→ **Activity**: With the string "timestamp" as the filter, copy each matching line from the records.

→ **Data supplied**:
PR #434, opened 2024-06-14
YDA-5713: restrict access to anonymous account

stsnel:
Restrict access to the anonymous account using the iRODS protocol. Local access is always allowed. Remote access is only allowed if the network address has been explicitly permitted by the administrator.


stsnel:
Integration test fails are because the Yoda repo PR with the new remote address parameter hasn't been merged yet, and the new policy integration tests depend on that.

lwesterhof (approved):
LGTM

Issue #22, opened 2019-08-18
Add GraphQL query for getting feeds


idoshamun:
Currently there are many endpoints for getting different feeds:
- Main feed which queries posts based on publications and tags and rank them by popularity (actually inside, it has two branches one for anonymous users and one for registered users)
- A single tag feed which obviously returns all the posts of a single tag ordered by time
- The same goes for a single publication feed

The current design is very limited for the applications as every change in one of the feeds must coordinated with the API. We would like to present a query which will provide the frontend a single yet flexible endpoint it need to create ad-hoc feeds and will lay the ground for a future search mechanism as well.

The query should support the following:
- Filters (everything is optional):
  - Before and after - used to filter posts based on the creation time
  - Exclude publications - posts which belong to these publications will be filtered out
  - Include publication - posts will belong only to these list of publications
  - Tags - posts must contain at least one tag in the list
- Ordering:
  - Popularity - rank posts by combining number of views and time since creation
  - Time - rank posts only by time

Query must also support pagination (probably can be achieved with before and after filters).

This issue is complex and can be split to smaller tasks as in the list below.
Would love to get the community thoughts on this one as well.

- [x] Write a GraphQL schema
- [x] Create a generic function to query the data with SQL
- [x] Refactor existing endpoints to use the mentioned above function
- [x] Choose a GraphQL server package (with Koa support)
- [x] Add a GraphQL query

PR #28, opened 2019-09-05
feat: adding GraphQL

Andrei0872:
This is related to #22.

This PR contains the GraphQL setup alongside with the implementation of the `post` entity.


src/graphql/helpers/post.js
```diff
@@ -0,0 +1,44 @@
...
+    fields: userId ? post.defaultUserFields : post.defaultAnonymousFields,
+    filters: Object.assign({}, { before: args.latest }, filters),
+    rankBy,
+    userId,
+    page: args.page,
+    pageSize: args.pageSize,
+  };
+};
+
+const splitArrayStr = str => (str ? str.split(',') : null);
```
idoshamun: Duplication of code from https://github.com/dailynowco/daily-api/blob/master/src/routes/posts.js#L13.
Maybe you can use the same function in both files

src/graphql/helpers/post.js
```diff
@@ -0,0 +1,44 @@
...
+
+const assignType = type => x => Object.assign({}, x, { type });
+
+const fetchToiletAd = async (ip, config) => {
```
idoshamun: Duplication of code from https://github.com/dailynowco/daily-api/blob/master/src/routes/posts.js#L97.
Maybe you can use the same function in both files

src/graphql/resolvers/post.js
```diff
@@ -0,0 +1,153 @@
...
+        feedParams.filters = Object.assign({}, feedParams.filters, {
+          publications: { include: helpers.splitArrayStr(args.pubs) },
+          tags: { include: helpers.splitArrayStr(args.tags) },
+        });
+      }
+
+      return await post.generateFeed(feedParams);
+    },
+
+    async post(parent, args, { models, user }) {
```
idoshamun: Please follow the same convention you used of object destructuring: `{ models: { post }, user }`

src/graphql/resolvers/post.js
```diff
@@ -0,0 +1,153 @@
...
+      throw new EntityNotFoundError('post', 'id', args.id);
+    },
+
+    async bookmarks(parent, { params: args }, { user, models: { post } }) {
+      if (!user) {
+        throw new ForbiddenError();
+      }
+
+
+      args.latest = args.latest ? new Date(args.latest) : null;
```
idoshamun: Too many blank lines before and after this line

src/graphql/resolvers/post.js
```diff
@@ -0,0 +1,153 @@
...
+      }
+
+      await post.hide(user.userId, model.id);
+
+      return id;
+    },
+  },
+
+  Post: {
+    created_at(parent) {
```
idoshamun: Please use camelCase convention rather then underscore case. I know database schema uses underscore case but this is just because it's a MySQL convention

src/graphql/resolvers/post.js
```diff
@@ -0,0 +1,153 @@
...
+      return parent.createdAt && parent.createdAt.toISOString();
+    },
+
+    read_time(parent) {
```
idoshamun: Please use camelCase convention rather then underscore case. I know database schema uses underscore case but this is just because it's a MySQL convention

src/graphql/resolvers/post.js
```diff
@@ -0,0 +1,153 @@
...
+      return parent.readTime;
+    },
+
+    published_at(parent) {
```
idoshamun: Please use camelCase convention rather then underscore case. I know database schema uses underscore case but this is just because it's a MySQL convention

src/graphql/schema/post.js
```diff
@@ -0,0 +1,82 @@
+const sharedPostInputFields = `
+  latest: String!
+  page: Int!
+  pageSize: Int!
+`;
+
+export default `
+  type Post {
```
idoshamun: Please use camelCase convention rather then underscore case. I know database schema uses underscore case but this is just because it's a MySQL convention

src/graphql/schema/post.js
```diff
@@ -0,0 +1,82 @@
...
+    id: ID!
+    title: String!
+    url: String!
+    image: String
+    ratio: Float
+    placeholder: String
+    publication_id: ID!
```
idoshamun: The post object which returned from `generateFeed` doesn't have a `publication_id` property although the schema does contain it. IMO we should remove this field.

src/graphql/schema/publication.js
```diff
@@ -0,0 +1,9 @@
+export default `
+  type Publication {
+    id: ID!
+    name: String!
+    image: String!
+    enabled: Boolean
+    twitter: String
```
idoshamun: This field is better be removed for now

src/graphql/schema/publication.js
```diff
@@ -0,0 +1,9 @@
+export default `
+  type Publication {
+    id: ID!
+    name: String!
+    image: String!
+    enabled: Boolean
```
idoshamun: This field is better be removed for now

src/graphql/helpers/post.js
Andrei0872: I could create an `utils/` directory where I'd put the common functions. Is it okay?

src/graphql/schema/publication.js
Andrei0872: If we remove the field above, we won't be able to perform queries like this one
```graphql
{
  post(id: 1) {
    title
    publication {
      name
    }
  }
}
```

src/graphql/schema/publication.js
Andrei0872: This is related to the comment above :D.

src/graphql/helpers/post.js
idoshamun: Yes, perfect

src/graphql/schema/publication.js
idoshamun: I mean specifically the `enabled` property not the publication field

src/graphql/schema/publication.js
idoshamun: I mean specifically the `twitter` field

...

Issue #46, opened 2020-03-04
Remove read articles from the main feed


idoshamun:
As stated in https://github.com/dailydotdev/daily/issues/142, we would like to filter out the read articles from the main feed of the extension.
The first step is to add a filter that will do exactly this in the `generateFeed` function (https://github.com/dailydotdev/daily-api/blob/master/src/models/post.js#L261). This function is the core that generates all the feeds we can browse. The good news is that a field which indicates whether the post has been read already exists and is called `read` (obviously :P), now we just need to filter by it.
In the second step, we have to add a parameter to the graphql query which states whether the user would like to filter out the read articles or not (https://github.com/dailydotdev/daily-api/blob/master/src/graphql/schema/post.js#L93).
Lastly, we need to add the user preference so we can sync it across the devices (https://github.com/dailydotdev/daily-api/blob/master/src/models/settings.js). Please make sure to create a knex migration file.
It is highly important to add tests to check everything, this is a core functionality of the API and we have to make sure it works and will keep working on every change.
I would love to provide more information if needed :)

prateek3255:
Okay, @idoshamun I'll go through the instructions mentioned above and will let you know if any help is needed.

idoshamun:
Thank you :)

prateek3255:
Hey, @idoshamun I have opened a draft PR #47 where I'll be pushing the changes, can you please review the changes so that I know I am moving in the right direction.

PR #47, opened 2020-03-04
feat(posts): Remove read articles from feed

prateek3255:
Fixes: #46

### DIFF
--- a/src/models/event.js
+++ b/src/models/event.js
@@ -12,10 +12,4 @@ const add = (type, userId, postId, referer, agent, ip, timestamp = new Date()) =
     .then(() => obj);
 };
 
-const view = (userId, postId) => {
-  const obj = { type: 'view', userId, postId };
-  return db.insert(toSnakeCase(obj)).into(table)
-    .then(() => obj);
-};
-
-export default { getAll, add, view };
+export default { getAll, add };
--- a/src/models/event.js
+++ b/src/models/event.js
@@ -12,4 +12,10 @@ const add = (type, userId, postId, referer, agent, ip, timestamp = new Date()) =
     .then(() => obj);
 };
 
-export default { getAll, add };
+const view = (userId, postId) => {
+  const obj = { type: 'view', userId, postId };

→ **Final answer**:
@@ -12,10 +12,4 @@ const add = (type, userId, postId, referer, agent, ip, timestamp = new Date()) =
@@ -12,4 +12,10 @@ const add = (type, userId, postId, referer, agent, ip, timestamp = new Date()) =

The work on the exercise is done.